Stored data entries
=== Section Start ===
PR #840, opened 2020-09-10
Add "worker_health" command to check worker health

xoen:
This command will be used by Kubernetes to check on the Django Channels
worker using a "command" probe:

https://kubernetes.io/docs/tasks/configure-pod-container/configure-liveness-readiness-startup-probes/#define-a-liveness-command

Why?
====
We noticed that sometimes the workers stop processing background tasks despite their containers are running fine.
This seems to be caused by some sort of connectivity problem related to Redis.

Regardless of the cause, [the `worker` containers of the Control Panel pods](https://github.com/ministryofjustice/analytics-platform-helm-charts/blob/main/charts/cpanel/templates/deployment.yaml#L54-L64) don't have a liveliness probe able to determine whether the worker is working (no pun intended) or not. Kubernetes should be able to use this command as a "command" probe to determine whether a worker container is still processing background tasks or not.

How does it work?
=================

The idea behind this is that the command will submit a "worker_health"
background job (asyncronous) and then check the existance/freshness of
the `/tmp/worker_health.txt` file.

As:
1. kubernetes will periodically execute this command and
2. the command will periodically submit this "heathbeat" `worker_health`
   background job

this means that the file should be almost always relatively fresh (
freshness may need tweaking using `--seconds` argument).

There are some subtleties to bear in mind:
1. there will be several instances of the workers (currently 3)
2. a background task submitted on a pod may be executed on a different pod
2a. This means that on average you can expect a given worker to process
    1/n of the tasks (and this needs to be backed into the `--seconds` and
    k8s probe configuration)
3. the worker probe command run on the same container where the worker
   health task will run, hence using a local, temporary file is
   satisfactory as a way for these to "communicate" (and it's very simple
   and understandable)
4. 2a and 3 above means that even if a health task is processed correctly
   every `--seconds` seconds the actual file touched may not be the same
   (again, this is OK but will need to be baked into the k8s probe
   configuration)
5. From local testing the worker health task is processed very quickly
   but because of the asyncronous nature of these background tasks and
   the existance of several workers on independent containers processing
   them it means that probe will need to be tweaked in a certain way
   so that few failures are acceptable

What the above mean is that the kubernetes liveliness probe will need to
be configured so that few failures are acceptable and it would not be
too aggressive into killing a worker container because of false positives.
(this is in general a best practice when it comes to liveliness probes,
configuring them is part science and part art).

More on Kubernetes Lifeliness probe
===================================
From testing of this probe on `dev` it seems like the "worker health"
jobs are processed very regularly.

Something like the following seem to work well:

```
livenessProbe:
   exec:
      command:
      - python3
      - manage.py
      - worker_health
      - "--stale-after-secs=120"
   initialDelaySeconds: 10
   periodSeconds: 30
   failureThreshold: 6
   successThreshold: 1
   timeoutSeconds: 30
```

- this will trigger/check the "health" task every 30s
- from observation of workers' logs in `dev` each worker process these
  health tasks every ~30s
- `--stale-after-secs=120` means that each individual probe will fail when
  the worker hasn't processed the health task in the last 2 minutes
- `failuresThreashold=6` means that individual probes failing will **NOT**
  trigger the restart of the individual worker container BUT 6 probes
  failing in a row will. This means that if a worker hasn't processed
  these tasks in 5 minutes it will be restarted (6x30s = 3m + 2m of the
  first probe failing because nothing run in 2m = 5m)
- `successThreshold=1` means that the moment a health task has been processed
  in the last 2m the probe succeed and the counter restart. E.g. if
  5 probes in a row fail but then the 6th succeeds a failure of the 7th
  probe will not trigger the restart of the container as a new cycle starts

If above is somehow not clean I advice to read more on Kubernetes probes
from their official documetation and possibly from other sources:

- https://kubernetes.io/docs/tasks/configure-pod-container/configure-liveness-readiness-startup-probes/#define-a-liveness-command

Part of ticket: https://trello.com/c/eUMRw1gK

Also see PR with helm chart probe configuration: https://github.com/ministryofjustice/analytics-platform-helm-charts/pull/468

### DIFF
--- a/controlpanel/frontend/consumers.py
+++ b/controlpanel/frontend/consumers.py
@@ -2,6 +2,7 @@ import asyncio
 from datetime import datetime
 import json
 import logging
+from pathlib import Path
 from time import sleep
 import uuid
 
@@ -22,6 +23,9 @@ from controlpanel.api.cluster import (
 )
 from controlpanel.api.models import Tool, ToolDeployment, User, HomeDirectory
 from controlpanel.utils import PatchedAsyncHttpConsumer, sanitize_dns_label
+
+
+WORKER_HEALTH_FILENAME = "/tmp/worker_health.txt"
 
 
 channel_layer = get_channel_layer()
@@ -179,6 +183,11 @@ class BackgroundTaskConsumer(SyncConsumer):
             log.error(f"Failed to reset home directory for user {user}")
         else:
             log.debug(f"Reset home directory for user {user}")
+
+    def workers_health(self, message):
+        Path(WORKER_HEALTH_FILENAME).touch()
+
+        log.debug(f"Worker health ping task executed")
 
 
 def send_sse(user_id, event):
--- a/controlpanel/frontend/management/commands/worker_health.py
+++ b/controlpanel/frontend/management/commands/worker_health.py
@@ -1,0 +1,58 @@
+from datetime import datetime, timedelta
+from pathlib import Path
+from sys import exit
+
+from asgiref.sync import async_to_sync
+from channels.layers import get_channel_layer
+from django.core.management.base import BaseCommand, CommandError
+
+from controlpanel.frontend.consumers import WORKER_HEALTH_FILENAME
+
+
+class Command(BaseCommand):
+    help = "Checks if this worker is still running tasks"
+
+    def add_arguments(self, parser):
+        parser.add_argument(
+            "--stale-after-secs",
+            type=int,
+            default=120,
+            help="For how many seconds the last executed task is considered recent enough for the health check to pass",
+        )
+
+    def handle(self, *args, **options):
+        stale_after_secs = options["stale_after_secs"]
+
+        # 1. Submit "workers health" background task
+        channel_layer = get_channel_layer()
+        async_to_sync(channel_layer.send)(
+            "background_tasks",
+            {"type": "workers.health"},
+        )
+
+        # Attempt to read worker health ping file
+        # NOTE: This may initially fail depending on timing of health task
+        # execution but that's fine as Kubernetes' `failureThreashold`
+        # will be more than 1 anyway
+        try:
+            last_run_at_epoch = Path(WORKER_HEALTH_FILENAME).stat().st_mtime
+            last_run_at = datetime.utcfromtimestamp(last_run_at_epoch)
+        except FileNotFoundError:
+            # Health ping file not found. Health task hasn't run on this worker yet
+            self.stderr.write(self.style.ERROR("Health ping file not found"))
+            exit(-1)
+
+        self.stdout.write(f"Last run on this worker at: {last_run_at}")
+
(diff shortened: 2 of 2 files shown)


ntoll (approved):
Code looks good. :+1: 

Trying to get my head around what exactly it does. I think it does this (just writing it out so I get it clear in my head):

* k8s probe causes the command to be run and checks the time a known `worker_health.txt` file was modified.
* The command puts something on the message queue.
* This message could be processed by any of the N number of pods running the worker process.
* Once the message is processed, then the worker (which could be on any pod) `touch`'s the known file on that specific pod instance to indicate the message was received.
* The k8s probe might need tweaking so that failure happens only after some number of seconds so that the load `worker_health.txt` file can be touched.

Questions (perhaps for webops folks): 

* can the results of the probes for the N pods be aggregated in some way - for instance, so that success is indicated by at least one having a `worker_health.txt` file updated within `n` seconds..?
* alternatively, do the worker pods have access to a shared mounted directory into which the `worker_health.txt` could be written / checked..? (i.e. they're all writing to the same place).

Suggestion: 

* write up how this works in the wiki for our future selves/colleagues. :wink:

xoen:
FYI: I've renamed the command argument to `--stale-after-secs` to make it more explicit/clear.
=== Section End ===
§ WORK TASK
Every entry above needs to be quoted exactly.

§ OUTPUT BELOW
PR #840, opened 2020-09-10
Add "worker_health" command to check worker health

xoen:
This command will be used by Kubernetes to check on the Django Channels
worker using a "command" probe:

https://kubernetes.io/docs/tasks/configure-pod-container/configure-liveness-readiness-startup-probes/#define-a-liveness-command

Why?
====
We noticed that sometimes the workers stop processing background tasks despite their containers are running fine.
This seems to be caused by some sort of connectivity problem related to Redis.

Regardless of the cause, [the `worker` containers of the Control Panel pods](https://github.com/ministryofjustice/analytics-platform-helm-charts/blob/main/charts/cpanel/templates/deployment.yaml#L54-L64) don't have a liveliness probe able to determine whether the worker is working (no pun intended) or not. Kubernetes should be able to use this command as a "command" probe to determine whether a worker container is still processing background tasks or not.

How does it work?
=================

The idea behind this is that the command will submit a "worker_health"
background job (asyncronous) and then check the existance/freshness of
the `/tmp/worker_health.txt` file.

As:
1. kubernetes will periodically execute this command and
2. the command will periodically submit this "heathbeat" `worker_health`
   background job

this means that the file should be almost always relatively fresh (
freshness may need tweaking using `--seconds` argument).

There are some subtleties to bear in mind:
1. there will be several instances of the workers (currently 3)
2. a background task submitted on a pod may be executed on a different pod
2a. This means that on average you can expect a given worker to process
    1/n of the tasks (and this needs to be backed into the `--seconds` and
    k8s probe configuration)
3. the worker probe command run on the same container where the worker
   health task will run, hence using a local, temporary file is
   satisfactory as a way for these to "communicate" (and it's very simple
   and understandable)
4. 2a and 3 above means that even if a health task is processed correctly
   every `--seconds` seconds the actual file touched may not be the same
   (again, this is OK but will need to be baked into the k8s probe
   configuration)
5. From local testing the worker health task is processed very quickly
   but because of the asyncronous nature of these background tasks and
   the existance of several workers on independent containers processing
   them it means that probe will need to be tweaked in a certain way
   so that few failures are acceptable

What the above mean is that the kubernetes liveliness probe will need to
be configured so that few failures are acceptable and it would not be
too aggressive into killing a worker container because of false positives.
(this is in general a best practice when it comes to liveliness probes,
configuring them is part science and part art).

More on Kubernetes Lifeliness probe
===================================
From testing of this probe on `dev` it seems like the "worker health"
jobs are processed very regularly.

Something like the following seem to work well:

```
livenessProbe:
   exec:
      command:
      - python3
      - manage.py
      - worker_health
      - "--stale-after-secs=120"
   initialDelaySeconds: 10
   periodSeconds: 30
   failureThreshold: 6
   successThreshold: 1
   timeoutSeconds: 30
```

- this will trigger/check the "health" task every 30s
- from observation of workers' logs in `dev` each worker process these
  health tasks every ~30s
- `--stale-after-secs=120` means that each individual probe will fail when
  the worker hasn't processed the health task in the last 2 minutes
- `failuresThreashold=6` means that individual probes failing will **NOT**
  trigger the restart of the individual worker container BUT 6 probes
  failing in a row will. This means that if a worker hasn't processed
  these tasks in 5 minutes it will be restarted (6x30s = 3m + 2m of the
  first probe failing because nothing run in 2m = 5m)
- `successThreshold=1` means that the moment a health task has been processed
  in the last 2m the probe succeed and the counter restart. E.g. if
  5 probes in a row fail but then the 6th succeeds a failure of the 7th
  probe will not trigger the restart of the container as a new cycle starts

If above is somehow not clean I advice to read more on Kubernetes probes
from their official documetation and possibly from other sources:

- https://kubernetes.io/docs/tasks/configure-pod-container/configure-liveness-readiness-startup-probes/#define-a-liveness-command

Part of ticket: https://trello.com/c/eUMRw1gK

Also see PR with helm chart probe configuration: https://github.com/ministryofjustice/analytics-platform-helm-charts/pull/468

### DIFF
--- a/controlpanel/frontend/consumers.py
+++ b/controlpanel/frontend/consumers.py
@@ -2,6 +2,7 @@ import asyncio
 from datetime import datetime
 import json
 import logging
+from pathlib import Path
 from time import sleep
 import uuid
 
@@ -22,6 +23,9 @@ from controlpanel.api.cluster import (
 )
 from controlpanel.api.models import Tool, ToolDeployment, User, HomeDirectory
 from controlpanel.utils import PatchedAsyncHttpConsumer, sanitize_dns_label
+
+
+WORKER_HEALTH_FILENAME = "/tmp/worker_health.txt"
 
 
 channel_layer = get_channel_layer()
@@ -179,6 +183,11 @@ class BackgroundTaskConsumer(SyncConsumer):
             log.error(f"Failed to reset home directory for user {user}")
         else:
             log.debug(f"Reset home directory for user {user}")
+
+    def workers_health(self, message):
+        Path(WORKER_HEALTH_FILENAME).touch()
+
+        log.debug(f"Worker health ping task executed")
 
 
 def send_sse(user_id, event):
--- a/controlpanel/frontend/management/commands/worker_health.py
+++ b/controlpanel/frontend/management/commands/worker_health.py
@@ -1,0 +1,58 @@
+from datetime import datetime, timedelta
+from pathlib import Path
+from sys import exit
+
+from asgiref.sync import async_to_sync
+from channels.layers import get_channel_layer
+from django.core.management.base import BaseCommand, CommandError
+
+from controlpanel.frontend.consumers import WORKER_HEALTH_FILENAME
+
+
+class Command(BaseCommand):
+    help = "Checks if this worker is still running tasks"
+
+    def add_arguments(self, parser):
+        parser.add_argument(
+            "--stale-after-secs",
+            type=int,
+            default=120,
+            help="For how many seconds the last executed task is considered recent enough for the health check to pass",
+        )
+
+    def handle(self, *args, **options):
+        stale_after_secs = options["stale_after_secs"]
+
+        # 1. Submit "workers health" background task
+        channel_layer = get_channel_layer()
+        async_to_sync(channel_layer.send)(
+            "background_tasks",
+            {"type": "workers.health"},
+        )
+
+        # Attempt to read worker health ping file
+        # NOTE: This may initially fail depending on timing of health task
+        # execution but that's fine as Kubernetes' `failureThreashold`
+        # will be more than 1 anyway
+        try:
+            last_run_at_epoch = Path(WORKER_HEALTH_FILENAME).stat().st_mtime
+            last_run_at = datetime.utcfromtimestamp(last_run_at_epoch)
+        except FileNotFoundError:
+            # Health ping file not found. Health task hasn't run on this worker yet
+            self.stderr.write(self.style.ERROR("Health ping file not found"))
+            exit(-1)
+
+        self.stdout.write(f"Last run on this worker at: {last_run_at}")
+
(diff shortened: 2 of 2 files shown)


ntoll (approved):
Code looks good. :+1: 

Trying to get my head around what exactly it does. I think it does this (just writing it out so I get it clear in my head):

* k8s probe causes the command to be run and checks the time a known `worker_health.txt` file was modified.
* The command puts something on the message queue.
* This message could be processed by any of the N number of pods running the worker process.
* Once the message is processed, then the worker (which could be on any pod) `touch`'s the known file on that specific pod instance to indicate the message was received.
* The k8s probe might need tweaking so that failure happens only after some number of seconds so that the load `worker_health.txt` file can be touched.

Questions (perhaps for webops folks): 

* can the results of the probes for the N pods be aggregated in some way - for instance, so that success is indicated by at least one having a `worker_health.txt` file updated within `n` seconds..?
* alternatively, do the worker pods have access to a shared mounted directory into which the `worker_health.txt` could be written / checked..? (i.e. they're all writing to the same place).

Suggestion: 

* write up how this works in the wiki for our future selves/colleagues. :wink:

xoen:
FYI: I've renamed the command argument to `--stale-after-secs` to make it more explicit/clear.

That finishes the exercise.